Меняем адрес, никаких проблем. Но когда любимый расплачивается по счётчику, чувствую себя жутко неловко. А ещё у него смешной бумажник, с сине-красно-белыми роботами. Взрослый, замужний человек!
Точно, дверь едва не на распашку, ну хоть их не грабанули, и то хорошо.
— Не ходи, — толкаю птенчика в грудь, чтобы он остался в коридоре.
Нужно всё-таки забрать браслет, а если птичка увидит всю эту кровь… Она уже успела застыть и частично засохнуть на полу. Выдёргиваю из ванной пробку, чтобы страшную, грязную воду засосало в канализацию. По-хорошему, тут нужно делать уборку, но пусть этим Чар занимается, его же любовник такое вытворяет.

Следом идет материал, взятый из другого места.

PR #612, opened 2026-06-23
fix: SillyBunny generation cancels breaks SB

platberlitz:
# Summary
- Users report: "Repeatedly starting a generation, then stopping it, then starting again will cause SillyBunny to just straight up die" and "sometimes when a response is streaming and I cancel it, it will some break SB and spam the log with error: Client disconnected Client disconnected then I have to start it again but also when a response is streaming like normal and it chokes up half way through streaming the dailogue, it may cause the error to appear too. Error only seems to happens when the streaming generation doesn't finish properly "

Безделушка, что исправно считает дни, находится довольно быстро, на полке. Защёлкиваю. Важная вещь. Но включив, понимаю — не моя. Это браслет Бека, судя по всему, последнее, что он снял с себя перед запланированной смертью. Кладу на место.
Мой же, как у истинного растеряхи — у ванны, в тёмном и пыльном углу. Ну хоть работает.
Птенчик, в кои-то веки послушно, сидит в коридоре на пуфе и вертит в руках какую-то серо-синюю завитушку. Хвост от разбитого дельфина — доходит до меня.
— Прости, маленький. Я нечаянно, тут…
Мотает головой:
— Нет, ничего. Жалко, конечно, но тебе не до этого было!
Обойдя осколки, тискаю любимого, обещаю:
— Мы тебе новый купим. Какой захочешь, честно. Хочешь, сегодня поедем?
— Нет, — мотает светлой головой, — потом. Когда Бек выздоровеет, и тебя отпустит.
— Что, прости? — строю я из себя святое непонимание.
— То, — птенчик хватает меня за руку, поворачивает её и хлопает по сгибу локтя, сейчас закрытому рубашкой. — Хочешь сказать, это от лекарств?
— Э… да.
— Хоть в глаза мне не ври.
Птенчик очень серьёзен, за чертами безмятежного ангелочка выступает что-то суровое, очень взрослое и мужское. Узнал, догадался — не важно.
— Ладно, прости.
— Что будем делать? Цепь, больница? Что?
Если бы я сам знал, маленький. Если бы я только знал.
========== 31. Плен ==========
Он весь — как будто изломан. Повреждённые руки безвольно лежат по сторонам сгорбленного туловища, черты красивого лица заострились, глаза, смотрящие в окно, пусты.
— Привет, Бек.
Я пришёл его навестить из тех чувств, которые можно назвать дружескими. Или из тех, с которыми собаки возвращаются к особо лакомым закопанным костям. Переводит взгляд на меня, но молчит.
— Ты хоть помнишь, кто я? — спрашиваю.
— Самая большая задница этого мира, что даже умереть нормально мне не дал.